I'm just fine with banning them. AND the stupid wind operated ones. Make it a total spinning wing ban, or else everybody and their brother will be buying up those idiotic wind operated spinners. 
My question is, why can't we just make it a local thing? I'm assuming that Dan's thought about this and has a reason. It just seems to me that it'd be easier to make it just a SRSGA thing? Maybe not though? 
I'll survive either way, but that's my opinion. 
I might have more to say later. But for now, I'm taking a nap.


----------



## Shiawassee_Kid (Nov 28, 2000)

heres the common scenario

1pm everyones setting up in prior road. by 1:30 the front row (59-60) has about 5 to 8 spinners lined up. Hot field in the back (57 or 55).

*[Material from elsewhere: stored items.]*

PR #2341, opened 2024-08-27
[awscurl] Allows set max length by env var

frankfliu:
## Description ##


tosterberg (approved):

CoolFish88:
Hello, 
I was curious how is the current setup impacting token metric computation. Can we assume the returned values are accurate and reliable, or is the PR going to correct for some underlying biases?

Thanks

frankfliu:
`awscurl` is a tool trying measure the model performance from client side. It uses tokenizer to count tokens rather than word count. But this assumes decode and encode are symmetric which is not always true. If model generate long context which exceed max model length, currently `awscurl` implementation won't be able to get correct token count (can be resolved by counting overflow tokens).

Birds exit refuge and go straight up to start working the fields....they climb to 100yrds to go over 59-60 and start working the back fields but only commit to about 60yrds flare up and leave.

around 3:30 59 pulls his spread and leaves cuz it sucks. 4:00 60 pulls his spread and leaves. guy in 57 has no spinners out and birds start leaving refuge and only climbing to 30yrds and immediately start working the fields. 57 limits out in 30 minutes. 55 pulls his spinners and limits out 30 minutes later.


how do i know this scenario? because its an every day occurance in november. The guys that hunt there everyday are sitting in there hoping the spinner guys get frustrated and leave so they can get some shooting.

Can spinners work in late season....absolutely...specially if your a back field and u put them behind a LONG ways. But if your sitting in the front fields with a wall of them up....good luck.

If you don't think spinners can't affect a whole block of fields when used your wrong...you just don't hunt a managed area enough to see it. Bad calling does not affect ducks the same as a high motion visual such as a spinner.


----------



## smackinducks (Dec 20, 2007)

Watched one of the merrygo round things last friday of season scare most all the flocks out of the thirties. Dont take much thinking after one flock or bird for that matter to flare for me to pull robo


----------



## Quakstakr (Nov 3, 2009)

Didn't hunt managed this year though


----------



## steelsetter (Dec 14, 2003)

smackinducks said:


> Watched one of the merrygo round things last friday of season scare most all the flocks out of the thirties. Dont take much thinking after one flock or bird for that matter to flare for me to pull robo


Watched a poor soul at NP with one trying to make it work this last season.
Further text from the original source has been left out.